Even now, as an adult, I find weight management complex—I've been close to obesity while running up to 80 miles a week in marathon training, hitting a 3:02 marathon (6:58/mile pace). After finishing the marathon and cutting back to 40-50weekly mileage, my weight just naturally decreased. My appetite was much less when I wasn't running such high mileage. For me, it's a journey that seems to involve many factors beyond just low physical effort or overconsumption.

2 comments

Obesity is a multifaceted issue that many people misunderstand in a patronizing if not malicious way.

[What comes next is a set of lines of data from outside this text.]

PR #4423, opened 2017-08-16
Simplify logic for frontier [if] shortcodes (again)

jamesgol:
Complicated issue with nested shortcodes that fall under non-pods shortcodes (ie: inside a builder shortcode).  The frontier output isn't available to the typical WordPress do_shortcodes since
it is obfuscated in base64.

Also eliminates some code duplication, seeing that same array of tags all those times was driving me crazy.

Related to #4303

Reimplementation of #4373 based of release/2.7

### DIFF
--- a/components/Templates/includes/functions-view_template.php
+++ b/components/Templates/includes/functions-view_template.php
@@ -16,6 +16,19 @@ add_shortcode( "pod_before_template", "frontier_template_blocks" );
 add_shortcode( "pod_if_field", "frontier_if_block" );
 
 /**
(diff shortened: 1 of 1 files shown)


jamesgol:
Passes all tests in #4402 even the ones I marked incomplete

pglewis:
100% Rock Star.  

I've set Jim as a reviewer because he has a personal pile of magic tag/template tag tests. We should probably arrange a pow-wow when you both have time so we can get formal tests for any other cases he has beyond what you've added.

For many they wish the reason was as simple as them just being lazy, because then they would only need to tackle that one simple flaw. But it goes beyond having a lazy/sedentary lifestyle. Does it contribute? Absolutely, but there are examples of lazy/sedentary people who adopts an unhealthy diet and lifestyle who are on the opposite extreme in BMI. To treat the obesity epidemic in the States as an individual failing on all who find themselves in that category is to downplay the systemic failings that have allowed this to happen.

It's kind of weird how this is simply another avenue people take to put themselves on a "I'm better than you" pedestal.

I was a skinny fit person until a year ago when a significant event caused me serious injury that has required a reduction in my intense exercise. I'm still nominally "skinny" but pants are getting tighter after gaining 15+ pounds. I haven't changed my diet, which is fine by my standards but I don't obsess over it. Should I assume the role of a victim without agency and blame the food or the reduction in energy consumption without reducing energy intake?

That's what the orthorexic religion is really all about: Nobody should be held accountable for their decisions because of the other who did something bad to them. This belief system doesn't want people to seek real solutions to their issues because that reduces the size of the flock who can be marketed to.